* _Task prompt_
Keyword search on "loop": report each line of the records that contains it.

[Stored items]
================
PR #166258, opened 2025-10-26
[1/N] Remove unused loop variables

cyyever:
This PR removes unused loop variables.

cc @H-Huang @awgu @wanchaol @fegin @fduwjj @wz337 @wconstab @d4l3k @pragupta @msaroufim @dcci @EikanWang @jgong5 @wenzhe-nrv @sanchitintel @ezyang @voznesenskym @penguinwu @Guobing-Chen @XiaobingSuper @zhuhaozhe @blzheng @jiayisunx @ipiszy @chenyang78 @kadeng @muchulee8 @amjames @chauhang @aakhundov @coconutruben @Lucaskabela @xmfan

### DIFF
--- a/torch/_dynamo/guards.py
+++ b/torch/_dynamo/guards.py
@@ -317,7 +317,7 @@ class GuardManagerWrapper:
             is_diff_guard_node = (
                 node.get_source() in self.diff_guard_sources or node.fail_count() > 0
             )
-            for idx, (key_mgr, val_mgr) in sorted(
+            for _idx, (key_mgr, val_mgr) in sorted(
                 node.get_key_value_managers().items()
             ):
                 is_diff_guard_node |= visit(key_mgr) | visit(val_mgr)
@@ -440,7 +440,7 @@ class GuardManagerWrapper:
             is_subtree_tag_safe = True
 
             # Recurse to get the tag safe roots from subtree.
-            for idx, (key_mgr, val_mgr) in sorted(
+            for _idx, (key_mgr, val_mgr) in sorted(
                 node.get_key_value_managers().items()
             ):
                 if key_mgr is not None:
@@ -448,9 +448,7 @@ class GuardManagerWrapper:
                 if val_mgr is not None:
                     tag_safe_roots.extend(visit(val_mgr))
 
-            for idx, (key_mgr, val_mgr) in sorted(
-                node.get_key_value_managers().items()
-            ):
+            for key_mgr, val_mgr in node.get_key_value_managers().values():
                 if key_mgr:
                     is_subtree_tag_safe &= key_mgr.is_tag_safe()
 
--- a/torch/_inductor/comms_debug.py
+++ b/torch/_inductor/comms_debug.py
@@ -46,7 +46,7 @@ def _debug_iterative_memory_recompute(
     if iter_cm != new_cm:
         log = "ITERATIVE CURR MEMORY CANDIDATE DOES NOT MATCH"
         iterative_recompute_error = True
-    for i, gn in enumerate(gns):
+    for gn in gns:
         iter_gnm = iter_curr_memory[gn]
         new_gnm = est_curr_memory[gn]
         if iter_gnm != new_gnm:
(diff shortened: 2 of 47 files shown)


torch/_subclasses/fake_tensor.py
```diff
@@ -3118,7 +3118,7 @@ def _validate_symbolic_output_for_caching(
     if is_tracing:
         # Check for SymNode types in PROXY mode - this should bypass caching
         # regardless of whether symbols are known or not
-        for node in _iterate_nodes(output):
+        for _node in _iterate_nodes(output):
```
Lucaskabela: Should this be replaced here to `for _ in _iterate_nodes(output)`?

torch/_inductor/scheduler.py
```diff
@@ -3339,7 +3339,7 @@ def compile_kernel(
             future_choices: list[tuple[Any, Optional[LambdaFuture], ModuleType]] = []
             for hint_override in config.multi_kernel_hints:
                 choice_timings = multi_node.choice_timings(hint_override)
-                for choice, unfused_time in sorted(
+                for choice, _unfused_time in sorted(
```
Lucaskabela: Similar here - should `unfused_time` be entirely replaced to `_`

torch/_inductor/comms_debug.py
```diff
@@ -65,7 +65,7 @@ def _debug_iterative_memory_recompute(
             f"\nCANDIDATE_NEW_ALLOCFREE:{snodes_allocfree[candidate]}"
         )
         peak_log = ""
-        for i, (pre, post) in enumerate(snodes_curr_memory):
+        for i, (pre, _post) in enumerate(snodes_curr_memory):
```
Lucaskabela, line 68: Similar though on unused (let's replace with `_`

torch/_inductor/fx_passes/post_grad.py
```diff
@@ -1265,7 +1265,7 @@ def decomp(*flat_args):
 
     graph_pass.apply(graph)
 
-    for node in graph.find_nodes(
+    for _node in graph.find_nodes(
```
Lucaskabela: -> `_`

torch/_dynamo/guards.py
```diff
@@ -317,7 +317,7 @@ def visit_dict_manager(node: DictGuardManager) -> bool:
             is_diff_guard_node = (
                 node.get_source() in self.diff_guard_sources or node.fail_count() > 0
             )
-            for idx, (key_mgr, val_mgr) in sorted(
+            for _idx, (key_mgr, val_mgr) in sorted(
```
Lucaskabela, line 320: -> `_`

Lucaskabela (changes requested):
See comments - I think we can use `_` as opposed to just prefixing the variables here

I am also curious - how did we find and fix these errors? Turn on the rule then manual? Or did we use some rule/programmatic way?

Thanks!

torch/_inductor/comms_debug.py
Skylion007: I mean more descriptive names are always good, and the underscore prefix is pretty standard here for unused variables in structure binding outputs.

torch/_dynamo/guards.py
Skylion007: @Lucaskabela Why the previous name is more descriptive and the underscore indicates the variable is unused per the pep documentation

cyyever:
@Lucaskabela I think keeping the original index name is better except in simple cases such as `for i in rang(10)`, where I replaced `i` with `_`. The check was done by flake8 B007 rule and I used ruff implementation to scan the code base.

torch/_inductor/fx_passes/post_grad.py
cyyever: Fixed

torch/_subclasses/fake_tensor.py
cyyever: Fixed

torch/_inductor/comms_debug.py
cyyever: I prefer keeping it

torch/_dynamo/guards.py
cyyever: I prefer keeping it

mlazos (approved):

Lucaskabela (approved):
I think that is a valid point - everything else lgtm so approving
================
* _Written solution_
[1/N] Remove unused loop variables
This PR removes unused loop variables.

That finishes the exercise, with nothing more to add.